- Date: 10 – 16 November
- Edition: 3rd
- Surface: Hard
- Location: Brisbane, Australia

Champions

Men's singles
- Alex Bolt

Women's singles
- Katie Swan

Men's doubles
- Matt Hulme / Kody Pearson

Women's doubles
- Destanee Aiava / Maddison Inglis
- ← 2025 · Queensland International · 2026 →

= 2025 Queensland International III =

The 2025 Queensland International III was a professional tennis tournament played on hardcourts. It was the third edition of the tournament which was part of the 2025 ATP Challenger Tour and 2025 ITF Women's World Tennis Tour. It took place in Brisbane, Australia between 10 and 16 November 2025.
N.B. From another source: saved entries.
PR #777, opened 2026-05-01
fix(#771): validate connection with Ping in testutils.RunSQL

### LINKED ISSUE #771: flaky test: TestAllChangesFlushed (invalid connection)
```
2026-05-01T17:14:01.7840794Z test-1           | --- FAIL: TestAllChangesFlushed (10.36s)
2026-05-01T17:14:01.7840903Z test-1           |     subscription_test.go:19: 
2026-05-01T17:14:01.7841121Z test-1           |         	Error Trace:	/app/pkg/testutils/testing.go:121
2026-05-01T17:14:01.7841262Z test-1           |         	            				/app/pkg/repl/subscription_test.go:19
2026-05-01T17:14:01.7841391Z test-1           |         	            				/app/pkg/repl/client_test.go:661
2026-05-01T17:14:01.7841524Z test-1           |         	Error:      	Received unexpected error:
2026-05-01T17:14:01.7841634Z test-1           |         	            	invalid connection
2026-05-01T17:14:01.7841804Z test-1           |         	Test:       	TestAllChangesFlushed

```

morgo:
## Summary
- Fixes https://github.com/block/spirit/issues/771 (the RunSQL surface)
- `testutils.RunSQL` and `RunSQLInDatabase` open a fresh DB pool, run a single statement, and close the pool. Under heavy parallel test load (many `t.Parallel` tests each spinning up their own pool) we have observed transient \"invalid connection\" failures from the mysql driver on the very first query against a fresh pool — likely the server briefly dropping the connection during the handshake, or a TCP RST.
- Front the Exec with a `PingContext` that we retry on `driver.ErrBadConn` / `mysql.ErrInvalidConn` (up to 4 attempts, exponential backoff with jitter). Ping has no side effects, so retrying it is always safe. Once Ping succeeds the pool has a verified live connection, and the follow-up Exec is highly unlikely to hit the same transient handshake glitch.
- We deliberately do NOT retry the Exec itself: the mysql driver returns `ErrInvalidConn` for failures both before and after the query was sent, so a blind Exec retry could double-apply non-idempotent statements (INSERT, CREATE TABLE, etc.).

## Caveats
- This only addresses the RunSQL surface of #771 (e.g. `setupTestTables → DROP TABLE IF EXISTS` failing on first connection). The other pattern in the issue (an `m.Run()` returning \"invalid connection\" mid-migration, e.g. `TestPartitionedTable`) is a separate, deeper failure mode.

## Test plan
- [x] `go test -run TestAllChangesFlushed -count=3 ./pkg/repl/`
- [x] `go build ./... && go vet ./...`

### DIFF
--- a/pkg/testutils/testing.go
+++ b/pkg/testutils/testing.go
@@ -5,7 +5,10 @@ package testutils
 import (
 	"context"
 	"database/sql"
+	"database/sql/driver"
+	"errors"
 	"fmt"
+	"math/rand"
 	"os"
 	"strings"
 	"sync"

==Men's singles main-draw entrants==
===Seeds===

| Country | Player | Rank^{1} | Seed |
|---|---|---|---|
| AUS | James Duckworth | 113 | 1 |
| AUS | Rinky Hijikata | 127 | 2 |
| AUS | Bernard Tomic | 185 | 3 |
| AUS | Jason Kubler | 188 | 4 |
| AUS | James McCabe | 195 | 5 |
| AUS | Alex Bolt | 198 | 6 |
| AUS | Dane Sweeny | 242 | 7 |
| JPN | Rio Noguchi | 246 | 8 |

- ^{1} Rankings are as of 3 November 2025.

===Other entrants===
The following players received wildcards into the singles main draw:
- AUS Cruz Hewitt
- AUS Pavle Marinkov
- AUS Tai Sach

The following player received entry into the singles main draw through the Junior Accelerator programme:
- NED Mees Röttgering

The following players received entry from the qualifying draw:
- JAM Blaise Bicknell
- GBR Emile Hudd
- JPN Hayato Matsuoka
- DEN Carl Emil Overbeck
- JPN Leo Vithoontien
- TPE Wu Tung-lin

==Champions==
===Men's singles===

- AUS Alex Bolt def. TPE Wu Tung-lin 6–3, 6–3.

===Women's singles===
- GBR Katie Swan def. CHN Wei Sijia 3–6, 6–3, 6–3.

===Men's doubles===

- AUS Matt Hulme / AUS Kody Pearson def. IND Anirudh Chandrasekar / USA Reese Stalder 7–6^{(7–5)}, 3–6, [10–6].

===Women's doubles===
- AUS Destanee Aiava / AUS Maddison Inglis def. AUS Gabriella Da Silva-Fick / AUS Tenika McGiffin 7–6^{(7–3)}, 7–6^{(9–7)}.